# Please explain volume of parallelepiped

1. Aug 27, 2011

### maff is tuff

1. The problem statement, all variables and given/known data

Ok so my book says that the volume of a parallelepiped is:

V= |b cross c||a||cos(theta)| = |a dot (b cross c)|, where a, b, and c are vectors

I get the "|b cross c||a||cos(theta)|" part because I can see the geometry but I don't get how they get from that to |a dot (b cross c)|.

2. Relevant equations

3. The attempt at a solution

I see how |a||cos(theta)| looks kinda familiar so I tried to figure out using that.

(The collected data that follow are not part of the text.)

Issue #1515, opened 2018-07-02
[refactor] join(...tasks) & cancel(...tasks) should return join/cancel descriptors


Andarist:
At the moment they are internally wrapped in `all` but actually the effect type should get preserved so internal refactor is needed.

At the same time we might consider changing those signatures to:
```js
join([...tasks])
cancel([...tasks])
```
but I'm still on the fence with that, not sure which one is better - variadic arguments or a single array argument? any fresh thoughts on this one @restrry @shinima ?

shinima:
I'm inclining to single array argument.

The problem with variadic arguments I found is that `join(singleTask)` matches both `join(...tasks)` and `join(task)`, and it is unclear that `yield join(singleTask)` will return `taskResult` or `[ taskResult ]`.

Andarist:
You have convinced me to array argument with simplicity of input arg type to output arg type mapping 👍

restrry:
@shinima would you like to work on it?

shinima:
OK. I'll get it done in a few days.

shinima:
Done in #1534

PR #1527, opened 2018-07-11
Refactor join and cancel (#1515)

shinima:
| Q                       | A         |
| ----------------------- | --------- |
| Fixed Issues?           | #1515     |
| Patch: Bug Fix?         |           |
| Major: Breaking Change? | See below |
| Minor: New Feature?     |           |
| Tests Added + Pass?     | Passed    |
| Documentation           | Updated   |
| Any Dependency Changes? |           |

In this PR, I change the signatures of join/cancel from variadic arguments to a single array argument. This PR ensures that calling `cancel(...)` returns a cancel-effect (before it may return an all-effect), and ensures that calling `join(...)` returns a join-effect.

Deprecation warnings are added to make it easier to migrate to new API.  A small change in *internal/channel.js* is also included in this PR 😄 .

### DIFF
--- a/packages/core/src/internal/channel.js
+++ b/packages/core/src/internal/channel.js
@@ -40,11 +40,10 @@ export function channel(buffer = buffers.expanding()) {
     if (closed) {
       return
     }
-    if (!takers.length) {
+    if (takers.length === 0) {
       return buffer.put(input)
     }
-    const cb = takers[0]
-    takers.splice(0, 1)
+    const cb = takers.shift()
     cb(input)
   }
 
--- a/packages/core/src/internal/io.js
+++ b/packages/core/src/internal/io.js
@@ -151,7 +151,7 @@ export function cancel(taskOrTasks) {
   if (process.env.NODE_ENV === 'development') {
     if (is.array(taskOrTasks)) {
       taskOrTasks.forEach(t => {
-        check(t, is.task, `join([...tasks]): argument ${t} is not a valid Task object ${TEST_HINT}`)
+        check(t, is.task, `cancel([...tasks]): argument ${t} is not a valid Task object ${TEST_HINT}`)
       })
     } else if (is.notUndef(taskOrTasks)) {
       check(taskOrTasks, is.task, `cancel(task): argument ${taskOrTasks} is not a valid Task object ${TEST_HINT}`)
--- a/packages/core/src/internal/io.js
+++ b/packages/core/src/internal/io.js
@@ -129,7 +129,6 @@ export function join(taskOrTasks) {
         check(t, is.task, `join([...tasks]): argument ${t} is not a valid Task object ${TEST_HINT}`)
       })
     } else {
-      check(taskOrTasks, is.notUndef, 'join(task): argument task is undefined')
       check(taskOrTasks, is.task, `join(task): argument ${taskOrTasks} is not a valid Task object ${TEST_HINT}`)
     }
   }
@@ -141,7 +140,7 @@ const printCancelDeprecationWarning = once(() =>
   log('warn', '`cancel(...tasks)` is deprecated. Please use `cancel([...tasks])` to cancel multiple tasks.'),
 )
 
-export function cancel(taskOrTasks) {
+export function cancel(taskOrTasks = SELF_CANCELLATION) {
   if (arguments.length > 1) {
     if (process.env.NODE_ENV === 'development') {
       printCancelDeprecationWarning()
@@ -153,13 +152,12 @@ export function cancel(taskOrTasks) {
       taskOrTasks.forEach(t => {
         check(t, is.task, `cancel([...tasks]): argument ${t} is not a valid Task object ${TEST_HINT}`)
       })
-    } else if (is.notUndef(taskOrTasks)) {
+    } else if (taskOrTasks !== SELF_CANCELLATION && is.notUndef(taskOrTasks)) {
       check(taskOrTasks, is.task, `cancel(task): argument ${taskOrTasks} is not a valid Task object ${TEST_HINT}`)
     }
-    // else taskOrTasks is undefined, which means self cancellation
   }
 
-  return makeEffect(effectTypes.CANCEL, taskOrTasks || SELF_CANCELLATION)
+  return makeEffect(effectTypes.CANCEL, taskOrTasks)
 }
 
 export function select(selector = identity, ...args) {
--- a/packages/core/src/internal/io.js
+++ b/packages/core/src/internal/io.js
@@ -127,19 +127,19 @@ export function join(taskOrTasks) {
   return makeEffect(effectTypes.JOIN, taskOrTasks)
 }
 
-export function cancel(...tasks) {
-  if (tasks.length > 1) {
-    return all(tasks.map(t => cancel(t)))
+export function cancel(taskOrTasks) {
+  if (process.env.NODE_ENV === 'development') {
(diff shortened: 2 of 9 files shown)


packages/core/src/internal/io.js
```diff
@@ -112,34 +112,54 @@ export function spawn(fn, ...args) {
...
+  }
   if (process.env.NODE_ENV === 'development') {
-    check(task, is.notUndef, 'join(task): argument task is undefined')
-    check(task, is.task, `join(task): argument ${task} is not a valid Task object ${TEST_HINT}`)
+    if (is.array(taskOrTasks)) {
+      taskOrTasks.forEach(t => {
+        check(t, is.task, `join([...tasks]): argument ${t} is not a valid Task object ${TEST_HINT}`)
+      })
+    } else {
+      check(taskOrTasks, is.notUndef, 'join(task): argument task is undefined')
```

So I know a dot b = |a||b|cos(theta), so

|a|cos(theta) = (a dot b)/|b| but then if I plug that quantity in it doesn't seem to work.

So can anyone help me see why |b cross c||a||cos(theta)| = |a dot (b cross c)| ?

1. The problem statement, all variables and given/known data

2. Relevant equations

3. The attempt at a solution
1. The problem statement, all variables and given/known data

2. Relevant equations

3. The attempt at a solution
1. The problem statement, all variables and given/known data

2. Relevant equations

3. The attempt at a solution

2. Aug 27, 2011

### LCKurtz

Think of a, b, and c with their tails together. b x c is a vector perpendicular to the plane of b and c and |b x c| is numerically equal to the area of the parallelogram formed by b and c. To get the volume of the parallelepiped formed with this parallelogram as a base and a as the third side you need to multiply the area of the base by the height of the parallelepiped. But the height of the parallelepiped is the component of a perpendicular to the plane of b and c. If theta is the angle between b x c and a, then this height is h = |a|cos(theta). So the volume is V = h|bxc| = |a|cos(theta)|bxc| = a dot (bxc). Does that help?

3. Aug 27, 2011

### maff is tuff

I already understood how the volume is |bxc||a||cos(theta)| but I don't understand how that equals |a dot(bxc)|. Can you explain how |bxc||a||cos(theta)|= |a dot(bxc)|? Thanks.

4. Aug 27, 2011

### LCKurtz

Oh, that's all you are asking. That is just the basic property of dot product:

$$\vec A \cdot \vec B = |\vec A||\vec B|\cos\theta$$

applied to a and bxc. Here θ is the angle between a and bxc.

5. Aug 30, 2011

### maff is tuff

Ok so I'm still not seeing it.

I want to show that |bxc||a||cos(theta)| = |a dot (bxc)|

ok my first step: I know that a dot b = |a||b|cos(theta) so I can solve for |a|cos(theta)

So now I have |bxc|(a dot b)/||b| = |a dot (bxc)|

So I plug it in and get:

|bxc|[(a dot b)/|b|] and now I am stuck.

6. Aug 30, 2011

### LCKurtz

Just do what I suggested above. Replace B by BxC in the identity.